Now MusicMaster does some magic behind the scenes to determine the optimum amount of rest we can expect for this category. Let’s say for our example that is 10:00. So song 3 is put up against the Optimum Song Rest goal and it’s determined that it has rested 7:00. Song 3 now gets a score of 70% (7:00 is 70% of 10:00). Song 4 has rested 9:00 and gets a score of 90%, and song 5 has rested 8:30 and is scored at 85%. The result would be song 4 is scheduled as it had the highest score against the goal in place.
Let’s take this a step further. Let’s say 10:00 is still the optimum amount of rest for our category. Song 3 has rested 7:00 and has a score of 70%. But let’s say song 4 has rested 11:00 and song 5 has rested 13:00. Both songs 4 and 5 would receive a score of 101%–once a song has exceeded the goal it doesn’t get bonus points for being an over-achiever.
So now we still have a tie between songs 4 and 5, so what happens? If no other goal is in place, song 4 would be scheduled as it was the first of the two songs to be considered. But if there’s a second goal in place– Optimum Keyword Rest-Artist Keywords–those two songs would then be tested against that goal.

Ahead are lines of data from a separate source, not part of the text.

Issue #62686, opened 2025-09-03
[BugFix] The JOIN USING syntax does not comply with the SQL standard.


trueeyu:
### Steps to reproduce the behavior (Required)
StarRocks
```
mysql> select * from t1 a join t1 b using (c1);
+------+------+
| c1   | c1   |
+------+------+
|    1 |    1 |
+------+------+
1 row in set (0.08 sec)

mysql> select c1 from t1 a join t1 b using (c1);
ERROR 1064 (HY000): Getting analyzing error. Detail message: Column 'c1' is ambiguous.
```

Mysql and other db
```
mysql> select * from t1 a join t1 b using (c1);
+------+
| c1   |
+------+
|    1 |
+------+
1 row in set (0.00 sec)

mysql> select c1 from t1 a join t1 b using (c1);
+------+
| c1   |
+------+
|    1 |
+------+
1 row in set (0.00 sec)
```

### StarRocks version (Required)
 - You can get the StarRocks version by executing SQL `select current_version()`

PR #63312, opened 2025-09-19
[Enhancement] Implement SQL standard JOIN USING with MySQL compatibility

stephen-shelby:
## Why I'm doing:

StarRocks' current JOIN USING implementation does not comply with SQL standard and [MySQL](https://dev.mysql.com/doc/refman/8.4/en/join.html) behavior. The main issues were:

1. **Column ordering**: JOIN USING columns appeared twice in SELECT * results instead of once
2. **Column resolution**: Unqualified USING column references caused ambiguity errors  
3. **RIGHT JOIN semantics**: RIGHT JOIN USING did not follow the correct column ordering and value selection rules
4. **COALESCE behavior**: USING columns did not implement proper COALESCE semantics based on JOIN type

This made StarRocks incompatible with standard SQL and MySQL, causing migration issues for users.

### Part 1: Unqualified USING Column Resolution

Fixed MySQL-compatible behavior when selecting USING columns without table qualification:

**The Issue:**
```sql
-- Test setup:
CREATE TABLE t1 (id INT, name VARCHAR(20));
CREATE TABLE t2 (id INT, dept VARCHAR(20));
INSERT INTO t1 VALUES (1, 'Alice'), (2, 'Bob');
INSERT INTO t2 VALUES (1, 'Engineering'), (3, 'Sales');

-- Before fix (StarRocks error):
SELECT id FROM t1 JOIN t2 USING(id);
-- Error: Column 'id' is ambiguous

-- After fix (MySQL compatible):
SELECT id FROM t1 JOIN t2 USING(id);
-- Works! Returns coalesced id value
-- For INNER/LEFT JOIN: prefers left table's id value
-- For RIGHT JOIN: prefers right table's id value

-- Example with RIGHT JOIN:
SELECT id FROM t1 RIGHT JOIN t2 USING(id);
-- Returns right table's id value when both exist
-- This matches MySQL's COALESCE(t1.id, t2.id) behavior for RIGHT JOIN
```

**Key Point:** Unqualified USING column references (`id`) now resolve to a single coalesced column instead of causing ambiguity errors, following MySQL's COALESCE semantics based on JOIN type.

### Part 2: SELECT * Column Ordering

Implemented MySQL-standard column ordering where USING columns appear only once:

**The Issue:**
```sql
-- Test with different column counts:
CREATE TABLE left_tbl (name VARCHAR(20), id INT, age INT, city VARCHAR(20));  -- 4 columns
CREATE TABLE right_tbl (id INT, dept VARCHAR(20), bonus DECIMAL(8,2));        -- 3 columns

-- Before fix (StarRocks incorrect):
SELECT * FROM left_tbl JOIN right_tbl USING(id);
-- Output: name, id, age, city, id, dept, bonus  (7 columns, id appears twice - WRONG)

-- After fix (MySQL compatible):
SELECT * FROM left_tbl JOIN right_tbl USING(id);
-- Output: id, name, age, city, dept, bonus  (6 columns, id appears once - CORRECT)
-- Order: [USING columns] + [left non-USING] + [right non-USING]

-- RIGHT JOIN has different ordering per MySQL standard:
SELECT * FROM left_tbl RIGHT JOIN right_tbl USING(id);
-- Output: id, dept, bonus, name, age, city  (6 columns)
-- Order: [USING columns] + [right non-USING] + [left non-USING]
```

**Key Point:** SELECT * now follows MySQL's exact column ordering rules:
- **Standard JOINs**: `[USING columns, left table non-USING, right table non-USING]`
- **RIGHT JOIN**: `[USING columns, right table non-USING, left table non-USING]`
- **USING columns appear exactly once**, not duplicated from both tables

### Technical Implementation:

1. **`CoalescedJoinFields`**: Resolves unqualified USING column references to single coalesced fields
2. **`getFieldsForJoinUsingStar()`**: Constructs properly ordered field lists for SELECT * in JOIN USING context
3. **Complete MySQL compatibility**: Both behaviors now match MySQL exactly

Fixes #issue
https://github.com/StarRocks/starrocks/issues/62686

## What type of PR is this:

- [ ] BugFix
- [ ] Feature
- [x] Enhancement
- [ ] Refactor
- [ ] UT
- [ ] Doc
- [ ] Tool

- [ ] Feature removed

## Checklist:

- [ ] This is a backport pr

  - [x] 4.0
  - [ ] 3.5
  - [ ] 3.4
  - [ ] 3.3

### DIFF
--- a/fe/fe-core/src/main/java/com/starrocks/sql/analyzer/CoalescedJoinFields.java
+++ b/fe/fe-core/src/main/java/com/starrocks/sql/analyzer/CoalescedJoinFields.java
@@ -1,0 +1,83 @@
+// Copyright 2021-present StarRocks, Inc. All rights reserved.
+//
+// Licensed under the Apache License, Version 2.0 (the "License");
+// you may not use this file except in compliance with the License.
+// You may obtain a copy of the License at
+//
+//     https://www.apache.org/licenses/LICENSE-2.0
+//
+// Unless required by applicable law or agreed to in writing, software
+// distributed under the License is distributed on an "AS IS" BASIS,
+// WITHOUT WARRANTIES OR CONDITIONS OF ANY KIND, either express or implied.
+// See the License for the specific language governing permissions and
+// limitations under the License.
+
+package com.starrocks.sql.analyzer;
+
+import com.google.common.collect.ImmutableList;
+import com.starrocks.sql.ast.expression.JoinOperator;
+import com.starrocks.sql.ast.expression.SlotRef;
+
+import java.util.List;
+import java.util.Set;
+import java.util.stream.Collectors;
+
+/**
+ * Handles column resolution for JOIN USING clauses per SQL standard.
+ * 
+ * In JOIN USING, each USING column appears only once in the result (coalesced),
+ * unlike JOIN ON where both L.col and R.col are visible. For unqualified 
+ * references to USING columns, this class resolves to the appropriate table's
+ * field based on JOIN type (RIGHT JOIN prefers right table values).
+ * 
+ * Examples:
+ * - SELECT id FROM t1 JOIN t2 USING(id)     -> returns coalesced id column
+ * - SELECT t1.id FROM t1 JOIN t2 USING(id)  -> returns original t1.id column
+ */
+public class CoalescedJoinFields extends RelationFields {
+    private final Set<String> usingColumns;
+    private final JoinOperator joinOperator;
+
+    public CoalescedJoinFields(List<Field> fields, List<String> usingColNames, JoinOperator joinOperator) {
+        super(fields);
+        this.usingColumns = usingColNames.stream()
+                .map(String::toLowerCase)
+                .collect(Collectors.toSet());
+        this.joinOperator = joinOperator;
+    }
+
+    @Override
+    public List<Field> resolveFields(SlotRef name) {
+        String columnName = name.getColumnName().toLowerCase();
+        
+        // For unqualified USING columns, return single coalesced field per SQL standard
+        // This implements the "appears only once" semantics of JOIN USING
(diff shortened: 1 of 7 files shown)


alvin-phoenix-ai:
@cursor review

Seaven:
need compatibility config？

stephen-shelby:
> need compatibility config？

This is a standard behavior. I have checked some databases like mysql/pg/oracle/trino. I don't think it's necessary to use config for compatibility?

fe/fe-core/src/main/java/com/starrocks/sql/analyzer/CoalescedJoinFields.java
```diff
@@ -0,0 +1,83 @@
...
+     * This implements COALESCE semantics: 
+     * - RIGHT JOIN: COALESCE(L.col, R.col) -> prefer non-null R.col
+     * - Other JOINs: COALESCE(L.col, R.col) -> prefer non-null L.col
+     */
+    private Field selectCoalescedField(List<Field> allMatches) {
+        if (joinOperator != null && joinOperator.isRightJoin()) {
+            // RIGHT JOIN: right table is primary, prefer its field for coalesced column
+            return allMatches.get(allMatches.size() - 1);
+        } else {
+            // Other JOINs: left table is primary, prefer its field for coalesced column
```
kangkaisen, line 79: what about full outer join?

stephen-shelby: mysql doesn't support full outer join. But I have tested it with other db like trino, and it should use real coalesce semantics, like coalesce(left.id, right.id). The changes are a bit complex. I have recorded a TODO and I'll address this in the next PR

kangkaisen (approved):

Seaven (approved):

With Keyword Rest goals, MusicMaster does even more behind-the-scenes calculations in determining the optimum amount of separation which can be expected for every keyword, in this case Artist Keywords. Let’s say we’re scheduling a classic rock database. In our example above, song 4 is “Black Dog” by Led Zeppelin and song 5 is “Bohemian Rhapsody” by Queen. As MusicMaster is considering these two songs against the goal of Optimum Keyword Rest, it determines that the optimum separation value for keyword LED ZEPPELIN is 3:00 and for keyword QUEEN the value is 5:00. Looking at the keyword’s history, we see Led Zeppelin played 2:00 back, so “Black Dog” gets a score of 67% (2:00 is 67% of 3:00). And looking at the history of QUEEN we see we last played a song with that keyword 3:00 back and thus “Bohemian Rhapsody” gets a score of 60% (3:00 is 60% of 5:00). The result is that “Black Dog” would be scheduled since it has achieved a higher score.
If there’d have been an unbreakable Artist Keyword Time Separation rule of 4:00 in place for our category, neither of those songs would have passed, and then neither would have been tested against the goal.
When using Optimum Goal Scheduling™ in conjunction with rules, think of the unbreakable rule as your bare minimum setting and the goal as a way to get even more. You can have as many goals in place in a category as you see fit…but the order in which those goals are listed determines their use in tie-breaking. So if you’d rather MusicMaster pick a song that best achieves Artist Separation, make that the first goal. If you’d prefer MusicMaster pick a song that has rested the most, make that your first goal. And, once the tie is broken, the remaining goals are bypassed and the song with the highest score is scheduled.
Just a couple extra notes…
1) For categories with a depth setting of 1, Optimum Goal Scheduling™ will have no effect as there will be no tie to be broken when the Automatic Scheduler is only looking at a single song.
2) After testing songs against the unbreakable and breakable rules, if only one song is deemed “best available”, Optimum Goal Scheduling™ won’t be considered at all since no tie would need to be broken, and that one “best available” song would be scheduled.